Please don't mix absolutely unrelated things.
1) DC is something which you'll never have on the speaker unless some transistor has shorted, the fuse doesn't blow, the DC protection fails, etc. which is not what we are talking about here.
2) Clipping is something you will *always* have on a PA system at concert levels , *unless* you use limiters, which you already have discarded.
Dynamic range of regular audio signals makes that happen for sure, unless you use the system at Walmart-background-music levels.
This means using systems 20dB below maximum possible output.
Headroom? No problem, just use a 100W amplifier at 1W average power and you instantly have 20dB headroom.
3) We are talking PA Systems or Guitar/Bass systems here, always from a very practical use viewpoint.
Phylosophical discussions about how things "should" or "could" be are often interesting, but shouldn't be confused with what's actually used live.

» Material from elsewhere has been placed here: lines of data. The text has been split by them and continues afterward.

PR #427, opened 2026-04-27
spike: ttyd + webview embed claude CLI (throwaway)

Jiahui-Gu:
## Summary

Throwaway 1-day spike to evaluate outsourcing the right-pane terminal to [ttyd](https://github.com/tsl0922/ttyd) (MIT, 11.5k★) instead of building a custom xterm.js + node-pty stack.

Background: scout #444/#445 confirmed VS Code's "useTerminal" mode just calls `vscode.window.createTerminal()` — VS Code has a full terminal subsystem we don't. Survey of embeddable alternatives found no drop-in React/Electron component; the closest "outsource the whole terminal" path is ttyd subprocess + `<webview>`.

## What's in the demo

- `spike/ttyd-embed/main.js` — Electron main: resolves `claude` via `where`, picks free port, spawns `ttyd.exe -W -t fontSize=14 <claude>`, reaps PTY tree on close via `taskkill /F /T`.
- `spike/ttyd-embed/index.html` — two-pane layout (left placeholder div for the React sidebar, right `<webview>` pointing at local ttyd).
- `spike/ttyd-embed/bin/ttyd.exe` — bundled ttyd 1.7.7 win32 binary (1.4MB).
- `spike/ttyd-embed/README.md` — Phase 1 browser smoke test + `npm install && npm start` instructions.

## Status

Draft. Not for merging — `spike/` is gitignored from the main build path. User will run the demo locally and decide whether the HYBRID architecture (left React sidebar + right ttyd webview) is worth committing to.

## Test plan

- [ ] Phase 1: `bin\ttyd.exe -p 7681 -W claude` in a regular browser shows working CLI prompt.
- [ ] `npm install && npm start` opens Electron window with left placeholder + right embedded claude.
- [ ] Close window cleanly reaps ttyd + claude processes (check Task Manager).

PR #428, opened 2026-04-27
feat(cliBridge): per-session ttyd lifecycle module + packaging

Jiahui-Gu:
## Summary

Worker 1 of the 4-worker ttyd refactor. Commits 1 and 5 of the single PR
covering the electron-side cliBridge module + electron-builder packaging
swap (drop bundled SDK binary, add ttyd.exe).

The renderer wiring (Worker 2), in-process SDK runner deletion (Worker
3), and `dependencies` cleanup (Worker 4) are independent follow-ups;
this PR builds + tests green standalone (the cliBridge IPC is unused by
the renderer until Worker 2 lands).

## Commit 1: `electron/cliBridge/`

One ttyd process per ccsm session, each wrapping the user's installed
`claude` CLI on a 127.0.0.1 ephemeral port. The renderer (Worker 2) will
mount an `<iframe src="http://127.0.0.1:<port>">` per session.

Files:
- `portAllocator.ts` -- `pickFreePort()` via the port-0 trick
- `claudeResolver.ts` -- `where claude.cmd` -> `where claude` cached
  fallback; null when neither resolves
- `ttydBinary.ts` -- dev: `<repo>/spike/ttyd-embed/bin/ttyd.exe`; prod:
  `process.resourcesPath/ttyd.exe`
- `processManager.ts` -- `Map<sessionId, {proc, port, sid, status}>`
  with spawn/resume/kill + `cliBridge:ttyd-exit` event emission;
  Windows tree-kill via `taskkill /F /T`
- `index.ts` -- IPC registration + sender bind

IPC surface (exposed under `window.ccsmCliBridge` to keep Worker 3's
SDK-IPC deletion a clean diff):
- `cliBridge:openTtydForSession(sessionId)` -> `{ok,port,sid}`
- `cliBridge:resumeSession(sessionId, sid)` -> `{ok,port,sid}`
- `cliBridge:killTtydForSession(sessionId)` -> `{ok,killed}`
- `cliBridge:checkClaudeAvailable()` -> `{available, path?}`
- event `cliBridge:ttyd-exit` -> `{sessionId, code, signal}`

Wired into `electron/main.ts`:
- `registerCliBridgeIpc()` at app ready
- `bindCliBridgeSender(win.webContents)` in `createWindow`
- `shutdownCliBridge()` in `before-quit` so `taskkill /T` reaps the
  ttyd -> conpty -> claude tree before the event loop tears down

### Q10A verified
`claude --help` confirms `--session-id <uuid>  Use a specific session
ID for the conversation (must be a valid UUID)`. We pre-allocate the
UUID on the ccsm side (Q10A); no JSONL directory polling fallback
needed.

## Commit 2 (test): harness case for ttyd spawn + HTTP probe + tree-kill

Added `cli-bridge-ttyd-spawn-and-kill` to
`scripts/harness-real-cli.mjs` per `feedback_e2e_prefer_harness` (avoids
the +30s cold-launch tax of a stand-alone probe).

Coverage: resolve binary -> resolve claude -> allocate port -> spawn
ttyd with the production flag set -> HTTP GET 127.0.0.1:<port>/ asserts
2xx -> taskkill /F /T -> tasklist confirms PID gone -> final HTTP probe
asserts port refuses connections (proves conpty + claude child were
reaped).

Local run: `PASS in 3.3s` on win32-x64 with `claude.cmd` on PATH.

## Commit 5: packaging

`package.json` `build`:
- Drop `**/node_modules/@anthropic-ai/claude-agent-sdk-*/**` from
  `asarUnpack` and the two `node_modules/@anthropic-ai/claude-agent-sdk*`
  entries from `files`. (Worker 4 removes the dep itself.)
- New `extraResources` entry: `spike/ttyd-embed/bin/ttyd.exe -> ttyd.exe`
  (lands at `process.resourcesPath/ttyd.exe`).

`scripts/after-pack.cjs`: repurposed from "verify SDK binary unpacked"
to "verify ttyd.exe landed at `<resources>/ttyd.exe`". Same fail-loud
philosophy. win32-x64 only for now; mac/linux branches kept (no-op).

`spike/ttyd-embed/bin/ttyd.exe`: force-added past the repo-root `*.exe`
gitignore (same approach as spike PR #427). ttyd 1.7.7-40e79c7
win32-x64, 1.4 MB, MIT.

Code signing for ttyd is intentionally NOT added (Q12: skipped for MVP).

## Test plan

- [x] `npx eslint electron/cliBridge/ electron/main.ts electron/preload.ts` 0 errors
- [x] `node scripts/harness-real-cli.mjs --only=cli-bridge-ttyd-spawn-and-kill` PASS
- [x] `npm test` -- 73/74 test files pass; the 1 failure is unrelated (`better-sqlite3` native binding compiled against Node 130 vs vitest's Node 137, env-level rebuild issue)
- [ ] Reviewer: full `make:win` to validate `extraResources` lands ttyd.exe at the right path and `after-pack.cjs` signs off
- [ ] Reviewer: reverse-verify the harness case by stashing
  `processManager.ts`'s taskkill branch -- ttyd PID should remain in
  tasklist after kill, case should fail


Jiahui-Gu (commented):
## R1 Review

- 5-file split is justified, not gold-plating: each file has a single concern (port / claude resolution / binary path / process lifecycle / IPC). Collapsing portAllocator (30 LOC) + ttydBinary (36 LOC) + claudeResolver (59 LOC) into one helpers.ts would save trivial LOC at the cost of test seams (`__resetClaudeResolverForTest`, `__getEntryForTest`). Keep as is.
- `window.ccsmCliBridge` namespace split: justified short-term. W3 will delete a bunch of `window.ccsm.agent*` surface; a separate namespace avoids merge conflict on the same `api` literal. Comment in preload.ts already notes "fold into ccsm once SDK runner is gone" — acceptable interim.
- `claude --session-id <uuid>` spawned directly via ttyd args matches Q3/Q10A. processManager.ts L121-129 confirms — UUID is pre-allocated by `openTtydForSession` (L192), passed straight through. No JSONL polling fallback added. Correct.
- Packaging correctly skips non-win32 (after-pack.cjs L31-35 hard-returns; ttydBinary.ts L25 returns null). Q11/Q12 honored. Mac/linux branches kept as no-ops with explicit comments — clean.
- No premature features. Resume vs new-session is the only branching, and both are needed for MVP.

### Layer 2 (impl)
- Tree-kill: `taskkill /F /T /PID` used in both processManager.ts L225 and harness L1031. Correct — `/T` walks ttyd → conpty → claude.
- Port TOCTOU window: present but explicitly acknowledged (portAllocator.ts L4-8). Spike pattern; accepted for MVP.
- ProcessManager Map lifecycle: `killTtydForSession` removes the entry (L219, L244) ✓. BUT the `proc.on('exit')` handler (L162-168) only sets `status='exited'` and never calls `sessions.delete(sessionId)`. Sessions that exit unexpectedly (claude crash, user Ctrl+D in browser) leave a stale entry in the Map until the renderer calls kill. Low-impact (entry holds only a dead ChildProcess reference) but unbounded if a user keeps re-opening sessions without explicit close. Suggest `sessions.delete(sessionId)` after `emitExit`.
- Resolver cache: caches `null` too (claudeResolver.ts L48 — if both lookups fail, `cached` is set to `null`, and L46 `cached !== undefined` returns the null forever). User installing claude post-launch never gets picked up. Behavior is documented as "restart ccsm event" (L24-27); acceptable for MVP but worth a follow-up `cliBridge:rescanClaude` IPC.
- Successful-path cache works: subsequent spawns hit cache (L46 short-circuit), no per-spawn `where` call.
- E2E case: real HTTP GET probe (L1009-1023), tasklist verification (L1043-1051), AND post-kill HTTP probe to confirm port released (L1054-1064). Stronger than just process-spawn check. Reverse-verify steps are listed in PR body checklist — manager should run.
- preload.ts cliBridge IPC appended at END (L459-503), after `exposeInMainWorld('ccsm', api)` on L455. Per W1 instructions ✓ — W3's deletes inside the `api` literal won't conflict.
- after-pack.cjs correctly checks `<resources>/ttyd.exe` (L54), with platform-key gate (L31), arch enum decoded (L27), and helpful error listing on miss. SDK-binary verification removed cleanly — no dangling references to `@anthropic-ai/claude-agent-sdk`.
- ttyd.exe blob is real PE32+ x86-64, mode 100644, 1409024 bytes (1.4 MB) — not LFS pointer. Force-add past `*.exe` gitignore worked.
- Vitest noise: better-sqlite3 NODE_MODULE_VERSION mismatch is a Node-version env issue (vitest's worker Node vs the rebuilt binding), unrelated to this PR. Confirmed — no cliBridge files touch sqlite.

### Minor
- PR body says ttyd.exe lives at `electron/cliBridge/bin/ttyd.exe`, but actual path everywhere (extraResources, ttydBinary.ts dev path, harness, blob) is `spike/ttyd-embed/bin/ttyd.exe`. Code is self-consistent; only the body description is stale. Cosmetic.
- `fileURLToPathLocal` wrapper in harness (L1085-1088) is dead-weight; just call `fileURLToPath(import.meta.url)` directly. Cosmetic.

### Verdict
APPROVE (with one nice-to-have follow-up)
- Top issue: ProcessManager Map leak on unexpected exit — `proc.on('exit')` should `sessions.delete(sessionId)` after emit, not just flip status. Not a blocker for landing this PR (ttyd-exit recovery via re-open works regardless), but worth fixing in this PR or W2's follow-up.
- Reviewer must still run `make:win` before merge per PR test plan checkbox 5.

What do you think clipping is!? Where the speaker is literally being "bounced off the rails"! That's what causes the flat line on top of a clipped wave form (that flat line is DC).

When an output transistor saturates, it pulls the speaker literally up/down to the +/- rails during the duration of the clip. There's your DC on the speaker.

During the duration of the clip, the speaker literally stops moving, which will reduce cooling to the voice coil. On top of that, DC current will overheat a voice coil yet cooling has been reduced during the time when the coil actually would need MORE cooling. This is what overheats these things.

You're acting as if I've never done this before. I've ran live sound...I used to own my own PA system. 9,000 watts of FOH power on 2 x Cerwin Vega Earthquake subs and 2xJBL SRX725s. That system was loud, clean tight and punchy...yet never hit clip and never took out speakers.

Engineering data as well as Ohm's and Watt's Law still apply to this stuff. I understand we don't live in a perfect world blah blah blah. But it really isn't that far off from the laws and theories at all. You speak as if "practical application" is the complete opposite of what the laws and theories dictate and this is far from the case.

Good sound system design starts with the speakers. Optimum is to have more power handling than you will ever need to use to achieve required clean SPL. and beyond that are issues of frequency response & coverage as well as physical installation. After the speakers are sorted the amplifiers can be specified accordingly, and the norm is to use amps with higher power capacity than the speaker ratings for best clean/clear sound. The trick is to avoid not only exceeding the long-term-power-handling of the speakers but to also avoid exceeding the xmax (excursion) limitations of the individual drivers under normal use. Frequency-dependent limiting is one tool to go along with the idea of responsible & knowledgeable system operation by trained personnel. Matching speakers to amplifiers such that the amp is operating into an 8 ohm load gets you better damping factor and makes for a tighter-sounding system but at the expense of more and higher-powered amps.

All that being said budgetary concerns usually force all kinds of compromises in the real world for most installations.

And judging by the amount of 18" speakers I've reconed (and the descriptions of what led to their failures) a heavy-handed guest DJ can kill the best-designed system since they seem to largely believe nothing sounds right unless it is "in the red". Yeah - I know there are exceptions and there are some really tech-savvy DJ's out there, somewhere, I just apparently don't get to meet many of them.

Now guitar amps, on the other hand, are a whole different animal where speaker/amp design rules are commonly ignored or intentionally violated to achieve tonal bliss. Pretty much whatever works for ya...

Oh yeah and to the OP: For a bass amp I would choose a speaker system that is rated for at least the amplifier rated output power (but preferably more) for best longevity and clearest sound. If speaker cone distortion is part of your desired resulting sound well, I'm afraid you're on your own there.